Official U.S. business loves paperwork. First rule of “How To Avoid Nigerian Scammers And Other Online Leeches” is never to believe emails purporting to be from the Federal Government. I don’t even trust the notifications via mail service and triple check before doing anything.
She was either fooled by some enterprising troll or she sent it herself to be in the news.
Or one of the poor unfortunate souls she was helping, "borrowed" her email or other info. Or she entered something wrong on a form somewhere and got her and the PUS's email mixed up. And so forth...
Agreed, either this is a self-made hoax or she received a scam email -- and scammers are notoriously good at incorporating current events into their scam verbiage.
Has anyone with the skills done an IP trace on that sending address? Did it come from Nigeria, perhaps? Are they asking for $10,000 in Apple Gift Cards to forestall deportation? (Because that's TOTALLY the preferred form of payment that DHS uses! *smh*)
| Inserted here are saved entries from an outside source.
Issue #455, opened 2024-11-14
docker support for cdk-mintd


aki-mizu:
It would be nice to have docker support for running a mint in the next version.

PR #480, opened 2024-11-29
add docker support

aki-mizu:
### Description

-----
This PR adds Docker support for cdk-mintd  #455

### Notes to the reviewers

-----
This would make deployment of cdk-mintd easier.

#### ADDED
Dockerfile

----

### Checklist

### DIFF
--- a/Dockerfile
+++ b/Dockerfile
@@ -1,0 +1,38 @@
+# Use the official Ubuntu 24.04 image as the base image
+FROM ubuntu:24.04
+
+# Set the working directory
+WORKDIR /usr/src/app
+
+# Install necessary dependencies
+RUN apt-get update && apt-get install -y \
+    curl \
+    protobuf-compiler \
+    xz-utils
+
+# Copy the source code and flake.nix into the container
+COPY . /usr/src/app
+
+# Create /nix directory and set permissions
+USER root
+RUN mkdir -m 0755 /nix && chown root /nix
+
+# Create nixbld group and users
+RUN groupadd -g 30000 nixbld && \
+    for i in $(seq 1 10); do \
+        useradd -u $((30000 + i)) -g nixbld -G nixbld -m -s /bin/false nixbld$i; \
+    done
+
+# Install Nix and set up the environment
+RUN curl -L https://nixos.org/nix/install | sh -s -- --daemon && \
+    /bin/bash -c "source /root/.nix-profile/etc/profile.d/nix.sh && \
+    exec bash -l -c 'nix-channel --update && nix-env -iA nixpkgs.nix'"
+
+# Start the Nix daemon and develop the environment
+RUN /bin/bash -c "source /root/.nix-profile/etc/profile.d/nix.sh && \
+    /root/.nix-profile/bin/nix-daemon & \
+    cd /usr/src/app && \
+    /root/.nix-profile/bin/nix develop --extra-experimental-features nix-command --extra-experimental-features flakes --command cargo build --release --bin cdk-mintd"
+
+# Set the entry point for the container
+CMD ["/usr/src/app/target/release/cdk-mintd"]


Jeezman (commented):
```
 Building 539.8s (12/13)                                                                                                                                            docker:orbstack
 => [internal] load build definition from Dockerfile                                                                                                                              0.1s
 => => transferring dockerfile: 1.34kB                                                                                                                                            0.0s
 => [internal] load metadata for docker.io/library/ubuntu:24.04                                                                                                                   2.5s
 => [auth] library/ubuntu:pull token for registry-1.docker.io                                                                                                                     0.0s
 => [internal] load .dockerignore                                                                                                                                                 0.0s
 => => transferring context: 2B                                                                                                                                                   0.0s
 => [1/8] FROM docker.io/library/ubuntu:24.04@sha256:278628f08d4979fb9af9ead44277dbc9c92c2465922310916ad0c46ec9999295                                                             0.0s
 => [internal] load build context                                                                                                                                                81.6s
 => => transferring context: 13.61GB                                                                                                                                             78.7s
 => CACHED [2/8] WORKDIR /usr/src/app                                                                                                                                             0.0s
 => [3/8] RUN apt-get update && apt-get install -y     curl     protobuf-compiler     xz-utils                                                                                   61.1s
 => [4/8] COPY . /usr/src/app                                                                                                                                                   195.8s
 => [5/8] RUN mkdir -m 0755 /nix && chown root /nix                                                                                                                               0.4s
 => [6/8] RUN groupadd -g 30000 nixbld &&     for i in $(seq 1 10); do         useradd -u $((30000 + i)) -g nixbld -G nixbld -m -s /bin/false nixbld$i;     done                  0.4s
```
Thanks for working on this. 
While testing I noticed the size of docker image is  quite on the high side, ~ 26GB.

Dockerfile
```diff
@@ -0,0 +1,38 @@
...
+RUN mkdir -m 0755 /nix && chown root /nix
+
+# Create nixbld group and users
+RUN groupadd -g 30000 nixbld && \
+    for i in $(seq 1 10); do \
+        useradd -u $((30000 + i)) -g nixbld -G nixbld -m -s /bin/false nixbld$i; \
+    done
+
+# Install Nix and set up the environment
+RUN curl -L https://nixos.org/nix/install | sh -s -- --daemon && \
```
Jeezman, line 27: Curious as to why nix is needed

Jeezman (commented):
```
2024-11-29T18:13:01.505442Z  WARN cdk_mintd::config: Error reading config file (configuration file "/root/.cdk-mintd/config.toml" not found)
Error: error returned from database: (code: 14) unable to open database file
```
Got this error while trying to run the image

aki-mizu:
> ```
> 2024-11-29T18:13:01.505442Z  WARN cdk_mintd::config: Error reading config file (configuration file "/root/.cdk-mintd/config.toml" not found)
> Error: error returned from database: (code: 14) unable to open database file
> ```
> 
> Got this error while trying to run the image

config.toml file needs to be provided externally.
If you're using docker-compose.yml, you can provide it via volumes like this:
`volumes:
      - ./config.toml:/root/.cdk-mintd/config.toml`

Jeezman:
> > ```
> > 2024-11-29T18:13:01.505442Z  WARN cdk_mintd::config: Error reading config file (configuration file "/root/.cdk-mintd/config.toml" not found)
> > Error: error returned from database: (code: 14) unable to open database file
> > ```
> > 
> > 
> >     
> >       
> >     
> > 
> >       
> >     
> > 
> >     
> >   
> > Got this error while trying to run the image
> 
> config.toml file needs to be provided externally. If you're using docker-compose.yml, you can provide it via volumes like this: `volumes: - ./config.toml:/root/.cdk-mintd/config.toml`

Got it. Probably needs a documentation

Dockerfile
aki-mizu: Based on description from https://github.com/aki-mizu/cdk/tree/main/crates/cdk-mintd
In order to build from source, running nix develop is necessary.

Dockerfile
```diff
@@ -0,0 +1,38 @@
...
+FROM ubuntu:24.04
+
+# Set the working directory
+WORKDIR /usr/src/app
+
+# Install necessary dependencies
+RUN apt-get update && apt-get install -y \
+    curl \
+    protobuf-compiler \
+    xz-utils
```
thesimplekid, line 11: If we use the nix this would be brought in there

Dockerfile
thesimplekid: nixos has a image that we could use instead of installing it manually but we dont actually need it to build. Most of the stuff in the flake is for development

Dockerfile
```diff
@@ -0,0 +1,38 @@
+# Use the official Ubuntu 24.04 image as the base image
+FROM ubuntu:24.04
```
thesimplekid, line 2: We don't need a full ubuntu image its larger then we need.

thesimplekid (commented):
This docker image can be made more simple have a look at this PR https://github.com/cashubtc/cdk/pull/489. We can also break the build and runtime into to containers as we don't need build deps at runtime

thesimplekid:
>  While testing I noticed the size of docker image is quite on the high side, ~ 26GB.

This is way to high something must be off the image [here](https://github.com/cashubtc/cdk/pull/489/files) is 118 mb.

thesimplekid:
>config.toml file needs to be provided externally.
> If you're using docker-compose.yml, you can provide it via volumes like this:

This can be done but I think the better way would be to add support for the mintd to be configured by env vars that can be defined in the docker-compose. This is what nutshell does. 

https://github.com/cashubtc/cdk/issues/490

Dockerfile
aki-mizu: I thought using nix is to have consistent development and deployment environment.
If not using nix, then we have to sync the rust environment to this file from time to time. 
e.g. when upgrading from rust 1.82 to 1.83.
But there might be better way to handle this if not using nix.

Dockerfile
aki-mizu: Thanks, I replaced it with minimal image.

aki-mizu:
> This docker image can be made more simple have a look at this PR #489. We can also break the build and runtime into to containers as we don't need build deps at runtime

Thank you for the suggestion.  I separated them into build and runtime stage.

aki-mizu:
> > While testing I noticed the size of docker image is quite on the high side, ~ 26GB.
> 
> This is way to high something must be off the image [here](https://github.com/cashubtc/cdk/pull/489/files) is 118 mb.

It's 128 MB now after using minimal image.

Dockerfile
aki-mizu: fixed

aki-mizu:
> nixos has a image that we could use instead of installing it manually

Thanks for the suggestion. I added nix as base image now, which makes the file much more simplified now.

> but we dont actually need it to build. Most of the stuff in the flake is for development

Let me know your thought about current approach since image size is not a concern anymore. 
Feel free to adopt #489 instead if you think that's more suitable.

Dockerfile
```diff
@@ -0,0 +1,42 @@
...
+
+# Copy workspace files and crates directory into the container
+COPY flake.nix ./flake.nix
+COPY Cargo.toml ./Cargo.toml
+COPY crates ./crates
+
+# Start the Nix daemon and develop the environment
+RUN nix-channel --update && \
+    nix-env -iA nixpkgs.nix && \
+    nix develop --extra-experimental-features nix-command --extra-experimental-features flakes --command cargo build --release --bin cdk-mintd
```
thesimplekid, line 15:
```suggestion
# Start the Nix daemon and develop the environment
RUN nix develop --extra-experimental-features nix-command --extra-experimental-features flakes --command cargo build --release --bin cdk-mintd
```

We dont need the env or to update the channel as its done by the flake

thesimplekid (changes requested):
Can we add some documentation on mapping the config file

Dockerfile
aki-mizu: fixed

aki-mizu:
> Can we add some documentation on mapping the config file

Added now, let me know if there's anything missing.

Dockerfile
Jeezman: Yeah but its really not needed for docker builds, rust version can be set in the docker file if need be. It only adds more build steps which can be avoided

aki-mizu: We want to avoid setting rust version directly in docker file since it’s already set by the flake.

thesimplekid (approved):
ACK 0d1e39769fb3b2555b997ac2f6be376707cd164b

The fact is, the U.S. Government simply does not cold-email or cold-call a person for any reason (they MIGHT use email to send you updates on processes that YOU initiate via PAPER forms, but only after YOU start the PAPERwork AND check the box asking for email updates). If they have official business with you, you will receive paper letters via USPS. Period. Full stop.
Just when you think all this is common knowledge, you get reminded that "common knowledge", isn't.